Brief = Each line of the records that holds "apiserver" should be shown in full.

=====

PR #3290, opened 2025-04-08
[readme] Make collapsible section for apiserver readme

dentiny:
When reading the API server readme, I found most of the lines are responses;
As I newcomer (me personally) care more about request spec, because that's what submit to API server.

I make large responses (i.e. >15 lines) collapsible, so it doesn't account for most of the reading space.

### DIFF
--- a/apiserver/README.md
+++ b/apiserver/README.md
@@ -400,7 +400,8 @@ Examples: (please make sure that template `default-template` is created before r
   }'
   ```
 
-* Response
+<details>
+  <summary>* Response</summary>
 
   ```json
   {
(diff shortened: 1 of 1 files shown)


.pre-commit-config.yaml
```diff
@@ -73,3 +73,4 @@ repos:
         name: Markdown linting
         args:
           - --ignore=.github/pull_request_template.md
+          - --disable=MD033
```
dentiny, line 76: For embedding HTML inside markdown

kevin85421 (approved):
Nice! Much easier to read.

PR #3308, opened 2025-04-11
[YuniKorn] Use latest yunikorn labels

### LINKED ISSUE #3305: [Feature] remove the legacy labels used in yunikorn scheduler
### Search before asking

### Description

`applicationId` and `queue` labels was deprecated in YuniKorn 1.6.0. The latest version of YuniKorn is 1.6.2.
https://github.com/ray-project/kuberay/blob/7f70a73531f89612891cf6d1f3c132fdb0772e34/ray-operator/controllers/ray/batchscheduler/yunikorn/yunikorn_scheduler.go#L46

=====

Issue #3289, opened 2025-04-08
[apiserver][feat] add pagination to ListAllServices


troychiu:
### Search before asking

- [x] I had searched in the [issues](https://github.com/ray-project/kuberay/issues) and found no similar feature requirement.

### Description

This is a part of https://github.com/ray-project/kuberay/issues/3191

=====

Reply to the task =
[readme] Make collapsible section for apiserver readme
--- a/apiserver/README.md
+++ b/apiserver/README.md
[apiserver][feat] add pagination to ListAllServices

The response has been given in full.